Recorded data:
= Beginning of Section =

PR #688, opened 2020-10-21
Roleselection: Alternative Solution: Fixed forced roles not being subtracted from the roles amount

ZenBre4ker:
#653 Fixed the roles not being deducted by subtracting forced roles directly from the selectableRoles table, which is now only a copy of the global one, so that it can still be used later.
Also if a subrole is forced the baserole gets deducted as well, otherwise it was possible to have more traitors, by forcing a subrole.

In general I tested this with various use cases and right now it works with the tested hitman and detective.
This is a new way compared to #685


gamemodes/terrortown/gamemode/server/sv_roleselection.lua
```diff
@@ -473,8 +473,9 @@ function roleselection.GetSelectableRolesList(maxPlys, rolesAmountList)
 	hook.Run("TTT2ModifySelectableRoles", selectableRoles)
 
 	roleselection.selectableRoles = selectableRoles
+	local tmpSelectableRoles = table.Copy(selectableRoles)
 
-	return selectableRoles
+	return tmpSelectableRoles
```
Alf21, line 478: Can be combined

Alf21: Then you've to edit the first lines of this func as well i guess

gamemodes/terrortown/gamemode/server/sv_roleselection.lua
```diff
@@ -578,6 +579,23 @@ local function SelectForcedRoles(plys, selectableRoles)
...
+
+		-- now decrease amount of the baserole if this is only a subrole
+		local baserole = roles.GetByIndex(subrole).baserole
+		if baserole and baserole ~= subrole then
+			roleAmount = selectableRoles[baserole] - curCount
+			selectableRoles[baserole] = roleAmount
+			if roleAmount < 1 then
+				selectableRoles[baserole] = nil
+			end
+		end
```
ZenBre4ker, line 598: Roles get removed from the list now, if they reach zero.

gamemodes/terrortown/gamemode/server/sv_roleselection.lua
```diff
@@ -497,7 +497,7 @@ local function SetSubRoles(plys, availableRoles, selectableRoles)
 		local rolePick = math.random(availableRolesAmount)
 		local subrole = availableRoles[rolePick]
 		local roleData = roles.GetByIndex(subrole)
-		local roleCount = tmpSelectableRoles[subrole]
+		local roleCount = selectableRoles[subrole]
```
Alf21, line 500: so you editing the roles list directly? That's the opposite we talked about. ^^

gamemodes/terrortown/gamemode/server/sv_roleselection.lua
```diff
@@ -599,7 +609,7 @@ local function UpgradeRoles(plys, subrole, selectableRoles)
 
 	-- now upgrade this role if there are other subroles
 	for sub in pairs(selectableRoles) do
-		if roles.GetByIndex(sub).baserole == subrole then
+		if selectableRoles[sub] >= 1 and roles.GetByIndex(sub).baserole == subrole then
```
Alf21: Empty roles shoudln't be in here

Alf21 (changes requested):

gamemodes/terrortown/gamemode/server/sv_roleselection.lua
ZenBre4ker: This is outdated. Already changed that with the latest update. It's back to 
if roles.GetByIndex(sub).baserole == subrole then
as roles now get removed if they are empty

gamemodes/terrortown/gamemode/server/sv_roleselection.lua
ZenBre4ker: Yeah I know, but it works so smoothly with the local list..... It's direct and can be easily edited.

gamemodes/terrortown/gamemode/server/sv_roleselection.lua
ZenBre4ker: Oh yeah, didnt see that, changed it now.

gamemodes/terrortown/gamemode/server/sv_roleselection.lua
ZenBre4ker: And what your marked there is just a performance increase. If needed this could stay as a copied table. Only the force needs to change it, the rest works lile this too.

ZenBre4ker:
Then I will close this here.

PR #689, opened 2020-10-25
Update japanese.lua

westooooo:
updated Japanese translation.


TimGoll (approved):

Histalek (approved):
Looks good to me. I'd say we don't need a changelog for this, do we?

= End of Section =

All the entries above need to be repeated word for word.

▸ Solution
PR #688, opened 2020-10-21
Roleselection: Alternative Solution: Fixed forced roles not being subtracted from the roles amount

ZenBre4ker:
#653 Fixed the roles not being deducted by subtracting forced roles directly from the selectableRoles table, which is now only a copy of the global one, so that it can still be used later.
Also if a subrole is forced the baserole gets deducted as well, otherwise it was possible to have more traitors, by forcing a subrole.

In general I tested this with various use cases and right now it works with the tested hitman and detective.
This is a new way compared to #685


gamemodes/terrortown/gamemode/server/sv_roleselection.lua
```diff
@@ -473,8 +473,9 @@ function roleselection.GetSelectableRolesList(maxPlys, rolesAmountList)
 	hook.Run("TTT2ModifySelectableRoles", selectableRoles)
 
 	roleselection.selectableRoles = selectableRoles
+	local tmpSelectableRoles = table.Copy(selectableRoles)
 
-	return selectableRoles
+	return tmpSelectableRoles
```
Alf21, line 478: Can be combined

Alf21: Then you've to edit the first lines of this func as well i guess

gamemodes/terrortown/gamemode/server/sv_roleselection.lua
```diff
@@ -578,6 +579,23 @@ local function SelectForcedRoles(plys, selectableRoles)
...
+
+		-- now decrease amount of the baserole if this is only a subrole
+		local baserole = roles.GetByIndex(subrole).baserole
+		if baserole and baserole ~= subrole then
+			roleAmount = selectableRoles[baserole] - curCount
+			selectableRoles[baserole] = roleAmount
+			if roleAmount < 1 then
+				selectableRoles[baserole] = nil
+			end
+		end
```
ZenBre4ker, line 598: Roles get removed from the list now, if they reach zero.

gamemodes/terrortown/gamemode/server/sv_roleselection.lua
```diff
@@ -497,7 +497,7 @@ local function SetSubRoles(plys, availableRoles, selectableRoles)
 		local rolePick = math.random(availableRolesAmount)
 		local subrole = availableRoles[rolePick]
 		local roleData = roles.GetByIndex(subrole)
-		local roleCount = tmpSelectableRoles[subrole]
+		local roleCount = selectableRoles[subrole]
```
Alf21, line 500: so you editing the roles list directly? That's the opposite we talked about. ^^

gamemodes/terrortown/gamemode/server/sv_roleselection.lua
```diff
@@ -599,7 +609,7 @@ local function UpgradeRoles(plys, subrole, selectableRoles)
 
 	-- now upgrade this role if there are other subroles
 	for sub in pairs(selectableRoles) do
-		if roles.GetByIndex(sub).baserole == subrole then
+		if selectableRoles[sub] >= 1 and roles.GetByIndex(sub).baserole == subrole then
```
Alf21: Empty roles shoudln't be in here

Alf21 (changes requested):

gamemodes/terrortown/gamemode/server/sv_roleselection.lua
ZenBre4ker: This is outdated. Already changed that with the latest update. It's back to 
if roles.GetByIndex(sub).baserole == subrole then
as roles now get removed if they are empty

gamemodes/terrortown/gamemode/server/sv_roleselection.lua
ZenBre4ker: Yeah I know, but it works so smoothly with the local list..... It's direct and can be easily edited.

gamemodes/terrortown/gamemode/server/sv_roleselection.lua
ZenBre4ker: Oh yeah, didnt see that, changed it now.

gamemodes/terrortown/gamemode/server/sv_roleselection.lua
ZenBre4ker: And what your marked there is just a performance increase. If needed this could stay as a copied table. Only the force needs to change it, the rest works lile this too.

ZenBre4ker:
Then I will close this here.

PR #689, opened 2020-10-25
Update japanese.lua

westooooo:
updated Japanese translation.


TimGoll (approved):

Histalek (approved):
Looks good to me. I'd say we don't need a changelog for this, do we?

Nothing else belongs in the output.